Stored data
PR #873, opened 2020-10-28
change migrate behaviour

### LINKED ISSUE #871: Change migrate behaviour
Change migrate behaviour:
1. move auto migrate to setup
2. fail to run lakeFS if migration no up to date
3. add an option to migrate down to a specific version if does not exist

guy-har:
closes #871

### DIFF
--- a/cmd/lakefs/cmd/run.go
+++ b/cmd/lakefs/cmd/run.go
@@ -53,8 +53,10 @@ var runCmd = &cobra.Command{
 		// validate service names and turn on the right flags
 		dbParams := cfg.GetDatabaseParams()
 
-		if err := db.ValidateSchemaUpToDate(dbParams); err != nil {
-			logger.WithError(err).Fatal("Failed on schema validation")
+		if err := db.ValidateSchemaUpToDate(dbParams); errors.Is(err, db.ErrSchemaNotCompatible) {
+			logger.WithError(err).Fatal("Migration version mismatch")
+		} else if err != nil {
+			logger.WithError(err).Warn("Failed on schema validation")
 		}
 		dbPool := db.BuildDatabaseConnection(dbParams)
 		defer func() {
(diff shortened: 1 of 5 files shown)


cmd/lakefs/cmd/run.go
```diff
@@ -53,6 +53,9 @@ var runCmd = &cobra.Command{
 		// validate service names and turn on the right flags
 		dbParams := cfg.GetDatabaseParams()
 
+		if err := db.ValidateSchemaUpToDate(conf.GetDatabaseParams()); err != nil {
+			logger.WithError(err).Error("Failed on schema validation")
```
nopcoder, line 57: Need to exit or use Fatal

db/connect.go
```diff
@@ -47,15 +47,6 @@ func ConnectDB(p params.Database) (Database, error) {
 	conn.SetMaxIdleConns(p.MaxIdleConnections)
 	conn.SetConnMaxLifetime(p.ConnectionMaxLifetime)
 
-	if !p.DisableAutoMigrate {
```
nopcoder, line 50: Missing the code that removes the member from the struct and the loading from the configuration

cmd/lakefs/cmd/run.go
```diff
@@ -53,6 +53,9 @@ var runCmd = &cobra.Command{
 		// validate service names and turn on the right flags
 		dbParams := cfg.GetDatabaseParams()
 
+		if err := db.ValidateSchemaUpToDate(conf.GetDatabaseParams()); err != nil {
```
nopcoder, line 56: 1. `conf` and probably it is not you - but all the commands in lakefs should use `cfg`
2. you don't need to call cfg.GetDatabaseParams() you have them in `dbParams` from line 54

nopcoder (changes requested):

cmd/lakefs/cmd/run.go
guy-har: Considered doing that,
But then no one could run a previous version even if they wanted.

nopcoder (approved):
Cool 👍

◆ **WORK ITEM**
Take the entries above and write them out again unchanged.

◆ **WRITTEN SOLUTION**
PR #873, opened 2020-10-28
change migrate behaviour

### LINKED ISSUE #871: Change migrate behaviour
Change migrate behaviour:
1. move auto migrate to setup
2. fail to run lakeFS if migration no up to date
3. add an option to migrate down to a specific version if does not exist

guy-har:
closes #871

### DIFF
--- a/cmd/lakefs/cmd/run.go
+++ b/cmd/lakefs/cmd/run.go
@@ -53,8 +53,10 @@ var runCmd = &cobra.Command{
 		// validate service names and turn on the right flags
 		dbParams := cfg.GetDatabaseParams()
 
-		if err := db.ValidateSchemaUpToDate(dbParams); err != nil {
-			logger.WithError(err).Fatal("Failed on schema validation")
+		if err := db.ValidateSchemaUpToDate(dbParams); errors.Is(err, db.ErrSchemaNotCompatible) {
+			logger.WithError(err).Fatal("Migration version mismatch")
+		} else if err != nil {
+			logger.WithError(err).Warn("Failed on schema validation")
 		}
 		dbPool := db.BuildDatabaseConnection(dbParams)
 		defer func() {
(diff shortened: 1 of 5 files shown)


cmd/lakefs/cmd/run.go
```diff
@@ -53,6 +53,9 @@ var runCmd = &cobra.Command{
 		// validate service names and turn on the right flags
 		dbParams := cfg.GetDatabaseParams()
 
+		if err := db.ValidateSchemaUpToDate(conf.GetDatabaseParams()); err != nil {
+			logger.WithError(err).Error("Failed on schema validation")
```
nopcoder, line 57: Need to exit or use Fatal

db/connect.go
```diff
@@ -47,15 +47,6 @@ func ConnectDB(p params.Database) (Database, error) {
 	conn.SetMaxIdleConns(p.MaxIdleConnections)
 	conn.SetConnMaxLifetime(p.ConnectionMaxLifetime)
 
-	if !p.DisableAutoMigrate {
```
nopcoder, line 50: Missing the code that removes the member from the struct and the loading from the configuration

cmd/lakefs/cmd/run.go
```diff
@@ -53,6 +53,9 @@ var runCmd = &cobra.Command{
 		// validate service names and turn on the right flags
 		dbParams := cfg.GetDatabaseParams()
 
+		if err := db.ValidateSchemaUpToDate(conf.GetDatabaseParams()); err != nil {
```
nopcoder, line 56: 1. `conf` and probably it is not you - but all the commands in lakefs should use `cfg`
2. you don't need to call cfg.GetDatabaseParams() you have them in `dbParams` from line 54

nopcoder (changes requested):

cmd/lakefs/cmd/run.go
guy-har: Considered doing that,
But then no one could run a previous version even if they wanted.

nopcoder (approved):
Cool 👍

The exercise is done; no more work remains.